**Problem to work on:** Lines below that include "join" are the answer; copy each one.

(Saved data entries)
PR #1396, opened 2022-03-18
Don't pass path of `swift-5.0` stdlib to `swift-stdlib-tool` when not neeeded

thii:
Workaround for https://bugs.swift.org/browse/SR-16010:
`libswift_Concurrency.dylib` bundled with Xcode 13.3 refenrences
`@rpath/libswiftCore.dylib` instead of `/usr/lib/libswiftCore.dylib`,
which causes `libswiftCore.dylib` to unnecessarily get copied into the
product bundle.

Fixes https://github.com/bazelbuild/rules_apple/issues/1397.

### DIFF
--- a/tools/swift_stdlib_tool/swift_stdlib_tool.py
+++ b/tools/swift_stdlib_tool/swift_stdlib_tool.py
@@ -25,15 +25,16 @@ from build_bazel_rules_apple.tools.wrapper_common import execute
 from build_bazel_rules_apple.tools.wrapper_common import lipo
 
 
-def _copy_swift_stdlibs(binaries_to_scan, sdk_platform, destination_path):
+def _copy_swift_stdlibs(binaries_to_scan, swift_dylibs_paths, sdk_platform,
+                        destination_path):
   """Copies the Swift stdlibs required by the binaries to the destination."""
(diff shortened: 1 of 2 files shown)


tools/swift_stdlib_tool/swift_stdlib_tool.py
```diff
@@ -25,15 +25,16 @@
...
   # Rely on the swift-stdlib-tool to determine the subset of Swift stdlibs that
   # these binaries require.
   developer_dir = os.environ["DEVELOPER_DIR"]
-  swift_dylibs_root = "Toolchains/XcodeDefault.xctoolchain/usr/lib/swift-*"
-  swift_library_dir_pattern = os.path.join(developer_dir, swift_dylibs_root,
-                                           sdk_platform)
-  swift_library_dirs = glob.glob(swift_library_dir_pattern)
+  swift_library_dirs = [
+    os.path.join(developer_dir, x, sdk_platform)
+    for x in swift_dylibs_paths
```
keith, line 36:
```suggestion
    os.path.join(developer_dir, dylibs_path, sdk_platform)
    for dylibs_path in swift_dylibs_paths
```

keith (approved):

**Finished exercise:**
-  swift_library_dir_pattern = os.path.join(developer_dir, swift_dylibs_root,
+    os.path.join(developer_dir, x, sdk_platform)
    os.path.join(developer_dir, dylibs_path, sdk_platform)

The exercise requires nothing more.